Genetic sequencing has not been shown to be directly linked to the outbreak outside of Africa, according to health officials. The current outbreak suggests that the virus has spread worldwide without being detected for some time.

4. How does the virus spread?

The disease is usually transmitted from infected animals to humans, but it can also be spread by humans. It can be transmitted through close physical contact with an infected person, clothing or sheets.

However, some questions remain unanswered. For example, it is not known whether infected but asymptomatic people can spread the disease or whether the disease could be transmitted through the air, as is the case with measles or COVID-19. It is believed that air transmission is less common, but not impossible.

Many of the cases involve men who have had sex with other men, but theWHO It is important to remember that simian smallpox is not considered a sexually transmitted disease. The disease would be transmitted due to close contact and not due to the sexual activity itself.

5. Can smallpox be prevented?

The smallpox vaccine is also 85% effective against simian smallpox, and it seems that the immunity conferred by vaccination lasts more than 25 years.

However, routine immunization programs ended in Canada and around the world in the early 1970s.

Large-scale vaccination campaigns are not currently recommended. Several countries, including Canada and the United Kingdom, vaccinate some high-risk individuals, including those who have had close contact with people suspected of being infected.

6. Why so many cases right now?

Health workers take samples.

Thousands of cases have been reported in parts of Africa in recent years.

Photo: Getty Images / Melina Mara

This is the first time that theWHO observes so many cases in so many countries at once, elsewhere than in Africa.

In 2003, a monkeypox epidemic struck the United States. Some 70 cases had been identified; none had led to a death.

However, many scientists are not surprised to see this explosion of cases around the world.

The number of cases of simian smallpox in Africa increases for several years (New window).

From 2005 to 2007, fewer than 800 cases were reported in the DRC. More than 2,800 suspected cases were reported in 2018 and then 3,800 in 2019.

In 2020, there were almost 6,300 cases, including 229 deaths. Cases were also on the rise in neighboring Sudan and the Republic of the Congo.
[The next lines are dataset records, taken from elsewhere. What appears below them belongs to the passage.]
PR #558, opened 2026-02-20
Adapt to pandas 3.0

### LINKED ISSUE #536: Adapt to Pandas 3.0.0+
Pandas 3.0.0 has been released on January 21st, 2026. Hence, all environments that use Python >= 3.11 pull Pandas 3.0.0 as a dependency of khiops-python.
However, Pandas 3.0.0 contains breaking changes with respect to previous versions, including Pandas 2.3.3. Most notably, the `StringDType` is used by default, rather than `object`. As the `StringDType` is a Pandas data type, as opposed to `object` which is a NumPy data type, all code assuming a by-default Pandas / NumPy compatibility regarding the Pandas column types breaks now. For example, code like `np.issubdtype(my_pandas_dtype, numpy_dtype)` breaks if `my_pandas_dtype` is a `StringDType`, with `TypeError: Cannot interpret '<StringDtype(storage='python', na_value=nan)>' as a data type`.

tramora:
- For python 3.10, 2.3.3 is still used but with the new pandas StringDtype enabled
- For python 3.11+, the later 3.0.0+ versions are used

Fixes #536 

---

### DIFF
--- a/README.md
+++ b/README.md
@@ -37,9 +37,9 @@ pip install -U khiops
 Other installation methods are documented at the [Khiops website][khiops-install].
 
 ### Requirements
-- [Python][python] (>=3.8)
-- [Pandas][pandas] (>=0.25.3)
-- [Scikit-Learn][sklearn] (>=0.22.2)
+- [Python][python] (>=3.10)
+- [Pandas][pandas] (>=2.3.3)
+- [Scikit-Learn][sklearn] (>=1.7.2)
 
 [pandas]: https://pandas.pydata.org
 [sklearn]: https://scikit-learn.org/stable


khiops/sklearn/dataset.py
```diff
@@ -13,7 +13,7 @@
 
 import numpy as np
 import pandas as pd
-import sklearn
+from pandas.core.dtypes.common import is_numeric_dtype, is_string_dtype
```
folmos-at-orange: In the codebase we use this functions without import 
`pd.api.dtypes.common.is_numeric_dtype` and `pd.api.dtypes.common.is_string_dtype`.

Either do that or change everywhere else to use the explicit import.

tests/test_dataset_class.py
```diff
@@ -499,6 +505,12 @@ def test_out_file_from_dataframe_monotable(self):
         out_table = pd.read_csv(out_table_path, sep="\t", dtype={"Title": "string"})
 
         # Cast "Date" columns to datetime as we don't automatically recognize dates
+        # Since pandas 3.0 the default precision for parsing a datetime
+        # is now microseconds (us) instead of nanoseconds (ns)
+        # unless enough precision is given.
+        # Unfortunately only the changelog states this, not the docstring.
+        # To avoid any comparison error in tests
+        # we need to add the required precision to the datetime
         out_table["Date"] = out_table["Date"].astype("datetime64[ns]")
```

In Nigeria, more than 500 cases have been reported since 2017.

Researchers had, by the way warn in 2010 (New window) that, because a large proportion of the population has never received the smallpox vaccine, the ape strain could spread beyond the Democratic Republic of the Congo.

In fact, the majority of cases in the Republic of the Congo in recent years are young people who have never been vaccinated against smallpox.

In addition, according to the same researchers, animal migration caused by climate change and deforestation fuel human-animal interactions, which facilitates the spread of viruses such as smallpox to humans.

The high number of cases in Africa, combined with more travel since the lifting of restrictions on the COVID-19 pandemic, may have created the ideal conditions for its rapid spread.

According to himWHO, there is still no concrete evidence that the virus has mutated. It should be noted that these orthopoxviruses tend to be fairly stable.